Jetzt habe ich zunächst den Wert für das bisherige Scrollen mit:
document.getElementById("contentA").offsetTop ; 
auslesen wollen (ist nur für aktuellen IE notwendig)

Das Problem ist nur, dass offsetTop mir nicht den Wert, der gescrollt wurde liefert, 
sondern die Position zum Vaterelement, nämlich genau die 18 Pixel per CSS-Definition (s.o.). Die will ich aber nicht...

Problem Nummer 2:
Ähnliches ergibt sich, wenn ich (nachdem der Wert - dann eben testweise erst mal "18" - an die 
URL übergeben und wieder ausgelesen wurde) setzen wollte, nämlich mit:

var temp = document.getElementById("contentA");
temp.scrollTo(0,yScroll);

Gescrollt wird hier nämlich mal gar net, weil laut Browser 
"das Objekt diese Methode oder Eigenschaft nicht unterstützt".

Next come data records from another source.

PR #2492, opened 2021-02-02
docs: add MAINTAINING.md

mrice32:
**Motivation**

To keep the repos organized, we need to add an on-duty maintainer structure.

**Summary**

Added `MAINTAINING.md`.

**Testing**

- [ ]  New unit tests created
- [ ]  Untested

**Issue(s)**

N/A

### DIFF
--- a/MAINTAINING.md
+++ b/MAINTAINING.md
@@ -1,0 +1,24 @@
+# Maintaining UMA Repositories
+
+As our repos grow in activity, it takes more and more effort to maintain them and ensure code and issues are being
+actively triaged for consideration and review. This document outlines the responsibilities of the on-duty maintainer.
+
+## Responsibilities
+
+- Every business day, the on-duty maintainer is expected to make a pass over _all_ open PRs and new issues in _all_
+  UMA repositories.
+  - On-duty maintainers rotate each week in a round robin fashion
+- For each PR, the on-duty maintainer should make sure the PR is moving forward:
+  - Check the title and description according to the [template](./.github/PULL_REQUEST_TEMPLATE.md). If either of
+    these are incorrect, edit them and add a comment explaining your edits.
+  - Make sure reviews are requested. If not, request them (if the PR is very small, feel free to just review it
+    yourself).
+  - If the PR has stalled, determine whose action is needed and tag them in a comment (or re-request a review if it's
+    the reviewer). If a 3rd party's PR is ready and passing tests, merge it.
+  - DCO is a common problem for many users, please help them by pointing them to the
+    [DCO docs](https://github.com/apps/dco). Note: DCO checks can be overriden for UMA org members because DCO is covered
+    by other agreements, but 3rd party developers _must_ sign off on their commits.
+  - For the full PR process, see [the contributing guidelines](./CONTRIBUTING.md).
+- For each _new_ issue:
+  - If it's a 3rd party issue, traige by assigning or tagging a relevant UMA team member.
+  - If it was posted by an UMA org member, no action is required.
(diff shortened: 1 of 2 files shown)


nicholaspai (approved):
LGTM. Is there a way for GH to manage the rotation of the on-call maintainer? This way an external PR could request the "maintainer" role and this would auto select the on call person.

MAINTAINING.md
```diff
@@ -0,0 +1,23 @@
+# Maintaining UMA Repositories
+
+As our repos grow in activity, it takes more and more effort to maintain them and ensure code and issues are being
+actively triaged for consideration and review. This document outlines the responsibilities of the on-duty maintainer.
+
+## Responsibilities
+
+- Every business day, the on-duty maintainer is expected to make a pass over _all_ open PRs and new issues in _all_
+  UMA repositories.
```
chrismaree, line 9: should this not just apply to the protocol repo? the rules & process on the UMIP/front end repo will properly need to be different, don't you think?

MAINTAINING.md
```diff
@@ -0,0 +1,23 @@
+# Maintaining UMA Repositories
```
chrismaree, line 1: do you want to add a section that mentions how we cycle between weeks of on-call for maintaining? i.e "each eng is on-call for one week in a round robbin fashion" or should this be left off gh?

chrismaree (approved):
Looks good! had 2 questions but otherwise I'm happy :)

mrice32:
> LGTM. Is there a way for GH to manage the rotation of the on-call maintainer? This way an external PR could request the "maintainer" role and this would auto select the on call person.

@nicholaspai That would be so cool. Will look into this.

MAINTAINING.md
mrice32: It's a good question. Maybe it shouldn't apply to UMIPs repo, but my feeling is that it _should_ apply to EMP-tools, EMP-launch, docs, etc? Maybe we just mention the exceptions here? Or do you think there's a better way to organize it?

mrice32:
> > LGTM. Is there a way for GH to manage the rotation of the on-call maintainer? This way an external PR could request the "maintainer" role and this would auto select the on call person.
> 
> @nicholaspai That would be so cool. Will look into this.

@nicholaspai this might do the trick: https://github.com/marketplace/actions/team-rotation

MAINTAINING.md
Tommy1231232: We have a separate process managing the UMIP repo so it makes sense to exclude it. I think all of the other repos are applicable. E.g., if it's a doc PR then tag a non-eng to work on it

MAINTAINING.md
```diff
@@ -0,0 +1,23 @@
...
+
+As our repos grow in activity, it takes more and more effort to maintain them and ensure code and issues are being
+actively triaged for consideration and review. This document outlines the responsibilities of the on-duty maintainer.
+
+## Responsibilities
+
+- Every business day, the on-duty maintainer is expected to make a pass over _all_ open PRs and new issues in _all_
+  UMA repositories.
+- For each PR, the on-duty maintainer should make sure the PR is moving forward:
```
Tommy1231232, line 11: It seems like the ENG team being assigned to PRs and making sure they are continually moving forward is time consuming and takes away from items in the existing sprint. Would it be useful to track the work ENG is doing on these PRs in our existing sprint?

mrice32: It definitely takes time, but I'm not sure how useful it will be to explicitly track the review work in the sprint. I'm definitely open to the idea, though -- what sort of tracking process would you propose?

MAINTAINING.md
mrice32: I don't know if it should be managed off-github, but I think this doc shouldn't prescribe the rotation. IMO, that should be managed in whatever tool/doc we use to actually do the rotation. I think this doc should just be able to point to somewhere you can go to figure out who the current on-call maintainer is.

pemulis:
Anything we're waiting on here before merging @mrice32?

MAINTAINING.md
chrismaree: ye, I think it best to scope this to just protocol for now.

Wo liegt mein Problem bzw. dessen Lösung?
Warum kann ich einem DIV-Objekt erlauben, dass es scrollbar ist (overflow-y: scroll; ), 
dann aber nicht daraufansprechen?

Gibt es denn Alternativen für die Funktionen 'offsetTop' bzw. 'scrollTo()'?
Vermute, dass diese sich nur auf das window-Element anwenden lassen...

Danke für eure Hilfe

Frank


----------



## Sven Mintel (16. November 2003)

Naja...ein <div> ist kein window-Object, ob es nun scrollbar ist oder nicht.... hat somit auch nicht dessen Eigenschaften.
Nimm anstatt des scrollbaren <div> ein <iframe>....dies ist ein window-Objekt und hat somit auch alle von dir benötigten Eigenschaften und kann per JS gescrollt werden.


----------



## Andreas Gaisbauer (17. November 2003)

Hallo,

vielleicht hab ich einen Ansatz - ist nicht schön, könnte aber funktionieren. Man könnte versuchen jedem Link einen Namen (laufende Nummer) mitzugeben, die onClick gespeichert wird. Zusätzlich brauchen wir für jeden Link einen Anker mit  dem selben Namen. wird beim Reload einfach der Anker an die Url angehangen. Bei mir funtionierts in einem kleinen Beispiel (mit Mozilla) ziemlich gut. Alles in allem wär ich aber auch eher für einen Iframe...

ciao


----------